[[ Exercise material, beginning ]]
Issue #212, opened 2024-04-07
[infer] Richer value representation for custom resources


iwahbe:
## Hello!

- Vote on this issue by adding a 👍 reaction
- If you want to implement this feature, comment to let us know (we'll work with you on design, scheduling, etc.)

## Issue details

Many infer functions operate on strongly typed values, but there is currently no way for these values to encode that a location is secret. We should enhance the surface area of types to allow for this richer information.

Related: https://github.com/pulumi/pulumi-go-provider/pull/155

iwahbe:
If we wanted to be really fancy (and a bit magical), we could implement pointer based lookup functions for input structs:

```go
func IsSecret[T any](p.Context, *T) bool
func IsComputed[T any](p.Context, *T) bool
```

Working similarly to `infer.Annotor`, these functions would be used to index into a precomputed metadata table on the input type by value location. This would require that inputs are passed by reference to preserve location, and would return `false` for any moved value.

iwahbe:
This is a breaking change, but I'm removing 1.0.0-blocker since I don't think we have the time to address this issue before we release 1.0.0. We can continue to iterate and release an `infer/v2`, to be made default in 2.0.0.

PR #253, opened 2024-07-24
`DefaultCheck` with `context.Context`

iwahbe:
Following up on #252, this allows `DefaultCheck` to safely and accurately handle secrets application. The new signature for `DefaultCheck` is easier to extend without additional breaking changes. The downside to this design is that this makes `DefaultCheck` special. I think it's worth living with that until #212 is resolved.

I'd like to merge shortly after #252 (and before #252 is released) so that user's don't rely on #252 injecting secrets when `CustomCheck` is implemented and `DefaultCheck` is not called.

### DIFF
--- a/infer/configuration.go
+++ b/infer/configuration.go
@@ -93,9 +93,13 @@ func (c *config[T]) checkConfig(ctx context.Context, req p.CheckRequest) (p.Chec
 		if req.Urn != "" {
 			name = req.Urn.Name()
 		}
-		i, failures, err := t.Check(ctx, name, req.Olds, req.News)
+		defCheckEnc, i, failures, err := callCustomCheck(ctx, t, name, req.Olds, req.News)
 		if err != nil {
 			return p.CheckResponse{}, err
+		}
+
+		if defCheckEnc != nil {
+			encoder = *defCheckEnc
 		}
 
 		inputs, err := encoder.Encode(i)
@@ -103,7 +107,7 @@ func (c *config[T]) checkConfig(ctx context.Context, req p.CheckRequest) (p.Chec
 			return p.CheckResponse{}, err
 		}
 		return p.CheckResponse{
-			Inputs:   applySecrets[T](inputs),
+			Inputs:   inputs,
 			Failures: failures,
 		}, nil
 	}
--- a/tests/config_test.go
+++ b/tests/config_test.go
@@ -149,12 +149,9 @@ func TestInferCheckConfigSecrets(t *testing.T) {
 }
 
 type config struct {
-	Field  string `pulumi:"field" provider:"secret"`
-	Nested struct {
-		Int       int    `pulumi:"int" provider:"secret"`
-		NotSecret string `pulumi:"not-nested"`
-	} `pulumi:"nested"`
-	NotSecret string `pulumi:"not"`
+	Field         string `pulumi:"field" provider:"secret"`
+	NotSecret     string `pulumi:"not"`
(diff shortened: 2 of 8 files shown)


infer/configuration.go
```diff
@@ -93,17 +93,23 @@ func (c *config[T]) checkConfig(ctx context.Context, req p.CheckRequest) (p.Chec
...
+		ctx = context.WithValue(ctx, defaultCheckEncoderKey{}, defaultCheckEncoder)
 		i, failures, err := t.Check(ctx, name, req.Olds, req.News)
 		if err != nil {
 			return p.CheckResponse{}, err
 		}
 
+		if defaultCheckEncoder.enc != nil {
+			encoder = *defaultCheckEncoder.enc
+		}
+
```
mjeffryes, line 106: I could use some comments here to understand what's going on. My best guess is:
- DefaultCheck uses the context to return an encoder that obscures secrets along with any errors it returns
- We use this encoder instead of the more general one created earlier so we don't have to apply secrets in here directly.

tests/config_test.go
```diff
@@ -140,33 +137,63 @@ func (c *config) Check(
...
-			"field": resource.NewProperty("value"),
-			"nested": resource.NewProperty(resource.PropertyMap{
-				"int":        resource.NewProperty(1.0),
-				"not-nested": resource.NewProperty("not-secret"),
-			}),
-			"not": resource.NewProperty("not-secret"),
-		},
+	}))
+
+	t.Run("with-defaults", func(t *testing.T) {
```
mjeffryes, line 166: really this is "with-DefaultCheck" right? we're applying defaults either way, but in the one case it's manual in the custom Check method and in the other, it's relying on DefaultCheck (with the only actual difference being that DefaultCheck applies secrets).

mjeffryes (commented):
I'm not sure I follow the motivation. Why do we want authors to apply secrets themselves rather than relying on the framework to apply them?

infer/configuration.go
iwahbe: I extracted this out into a function and added some comments.

iwahbe:
> I'm not sure I follow the motivation. Why do we want authors to apply secrets themselves rather than relying on the framework to apply them?

I added this to the commit message:

> Ideally, most users will not need to implement check. By design, not implementing
`CustomCheck` has the same behavior as implementing check with
`return infer.DefaultCheck(...)`. If users do implement `CustomCheck`, then we don't want
to make any assumptions about what behavior they want. This includes not applying defaults
and not injecting secrets.

EronWright (commented):
It is a breaking change (to `DefaultCheck`), right? Is that a concern?

The technique of using the context to pass information back up, I've not seen elsewhere.  Maybe could use more commentary, like why the default check's encoder is so precious.

iwahbe:
> It is a breaking change (to `DefaultCheck`), right? Is that a concern?

It is. I think its a positive one though. This library is still in `v0` and we tell users to expect breaking changes.

> The technique of using the context to pass information back up, I've not seen elsewhere. Maybe could use more commentary, like why the default check's encoder is so precious.

`ende.Encoder`s are the byproduct of going from `resource.PropertyMap` to `C` where `C` is some user supplied type. They carry a look-aside table of what is expressible with `resource.PropertyMap` but not expressible with `C`, such as secrets and unknown values. I'll add a comment to `ende.Encoder` to explain why it exists.

EronWright (approved):
Approving because it seems fine.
[[ Exercise material, end ]]
- Brief -
All records above are to be returned exactly as given.

- Answer -
Issue #212, opened 2024-04-07
[infer] Richer value representation for custom resources


iwahbe:
## Hello!

- Vote on this issue by adding a 👍 reaction
- If you want to implement this feature, comment to let us know (we'll work with you on design, scheduling, etc.)

## Issue details

Many infer functions operate on strongly typed values, but there is currently no way for these values to encode that a location is secret. We should enhance the surface area of types to allow for this richer information.

Related: https://github.com/pulumi/pulumi-go-provider/pull/155

iwahbe:
If we wanted to be really fancy (and a bit magical), we could implement pointer based lookup functions for input structs:

```go
func IsSecret[T any](p.Context, *T) bool
func IsComputed[T any](p.Context, *T) bool
```

Working similarly to `infer.Annotor`, these functions would be used to index into a precomputed metadata table on the input type by value location. This would require that inputs are passed by reference to preserve location, and would return `false` for any moved value.

iwahbe:
This is a breaking change, but I'm removing 1.0.0-blocker since I don't think we have the time to address this issue before we release 1.0.0. We can continue to iterate and release an `infer/v2`, to be made default in 2.0.0.

PR #253, opened 2024-07-24
`DefaultCheck` with `context.Context`

iwahbe:
Following up on #252, this allows `DefaultCheck` to safely and accurately handle secrets application. The new signature for `DefaultCheck` is easier to extend without additional breaking changes. The downside to this design is that this makes `DefaultCheck` special. I think it's worth living with that until #212 is resolved.

I'd like to merge shortly after #252 (and before #252 is released) so that user's don't rely on #252 injecting secrets when `CustomCheck` is implemented and `DefaultCheck` is not called.

### DIFF
--- a/infer/configuration.go
+++ b/infer/configuration.go
@@ -93,9 +93,13 @@ func (c *config[T]) checkConfig(ctx context.Context, req p.CheckRequest) (p.Chec
 		if req.Urn != "" {
 			name = req.Urn.Name()
 		}
-		i, failures, err := t.Check(ctx, name, req.Olds, req.News)
+		defCheckEnc, i, failures, err := callCustomCheck(ctx, t, name, req.Olds, req.News)
 		if err != nil {
 			return p.CheckResponse{}, err
+		}
+
+		if defCheckEnc != nil {
+			encoder = *defCheckEnc
 		}
 
 		inputs, err := encoder.Encode(i)
@@ -103,7 +107,7 @@ func (c *config[T]) checkConfig(ctx context.Context, req p.CheckRequest) (p.Chec
 			return p.CheckResponse{}, err
 		}
 		return p.CheckResponse{
-			Inputs:   applySecrets[T](inputs),
+			Inputs:   inputs,
 			Failures: failures,
 		}, nil
 	}
--- a/tests/config_test.go
+++ b/tests/config_test.go
@@ -149,12 +149,9 @@ func TestInferCheckConfigSecrets(t *testing.T) {
 }
 
 type config struct {
-	Field  string `pulumi:"field" provider:"secret"`
-	Nested struct {
-		Int       int    `pulumi:"int" provider:"secret"`
-		NotSecret string `pulumi:"not-nested"`
-	} `pulumi:"nested"`
-	NotSecret string `pulumi:"not"`
+	Field         string `pulumi:"field" provider:"secret"`
+	NotSecret     string `pulumi:"not"`
(diff shortened: 2 of 8 files shown)


infer/configuration.go
```diff
@@ -93,17 +93,23 @@ func (c *config[T]) checkConfig(ctx context.Context, req p.CheckRequest) (p.Chec
...
+		ctx = context.WithValue(ctx, defaultCheckEncoderKey{}, defaultCheckEncoder)
 		i, failures, err := t.Check(ctx, name, req.Olds, req.News)
 		if err != nil {
 			return p.CheckResponse{}, err
 		}
 
+		if defaultCheckEncoder.enc != nil {
+			encoder = *defaultCheckEncoder.enc
+		}
+
```
mjeffryes, line 106: I could use some comments here to understand what's going on. My best guess is:
- DefaultCheck uses the context to return an encoder that obscures secrets along with any errors it returns
- We use this encoder instead of the more general one created earlier so we don't have to apply secrets in here directly.

tests/config_test.go
```diff
@@ -140,33 +137,63 @@ func (c *config) Check(
...
-			"field": resource.NewProperty("value"),
-			"nested": resource.NewProperty(resource.PropertyMap{
-				"int":        resource.NewProperty(1.0),
-				"not-nested": resource.NewProperty("not-secret"),
-			}),
-			"not": resource.NewProperty("not-secret"),
-		},
+	}))
+
+	t.Run("with-defaults", func(t *testing.T) {
```
mjeffryes, line 166: really this is "with-DefaultCheck" right? we're applying defaults either way, but in the one case it's manual in the custom Check method and in the other, it's relying on DefaultCheck (with the only actual difference being that DefaultCheck applies secrets).

mjeffryes (commented):
I'm not sure I follow the motivation. Why do we want authors to apply secrets themselves rather than relying on the framework to apply them?

infer/configuration.go
iwahbe: I extracted this out into a function and added some comments.

iwahbe:
> I'm not sure I follow the motivation. Why do we want authors to apply secrets themselves rather than relying on the framework to apply them?

I added this to the commit message:

> Ideally, most users will not need to implement check. By design, not implementing
`CustomCheck` has the same behavior as implementing check with
`return infer.DefaultCheck(...)`. If users do implement `CustomCheck`, then we don't want
to make any assumptions about what behavior they want. This includes not applying defaults
and not injecting secrets.

EronWright (commented):
It is a breaking change (to `DefaultCheck`), right? Is that a concern?

The technique of using the context to pass information back up, I've not seen elsewhere.  Maybe could use more commentary, like why the default check's encoder is so precious.

iwahbe:
> It is a breaking change (to `DefaultCheck`), right? Is that a concern?

It is. I think its a positive one though. This library is still in `v0` and we tell users to expect breaking changes.

> The technique of using the context to pass information back up, I've not seen elsewhere. Maybe could use more commentary, like why the default check's encoder is so precious.

`ende.Encoder`s are the byproduct of going from `resource.PropertyMap` to `C` where `C` is some user supplied type. They carry a look-aside table of what is expressible with `resource.PropertyMap` but not expressible with `C`, such as secrets and unknown values. I'll add a comment to `ende.Encoder` to explain why it exists.

EronWright (approved):
Approving because it seems fine.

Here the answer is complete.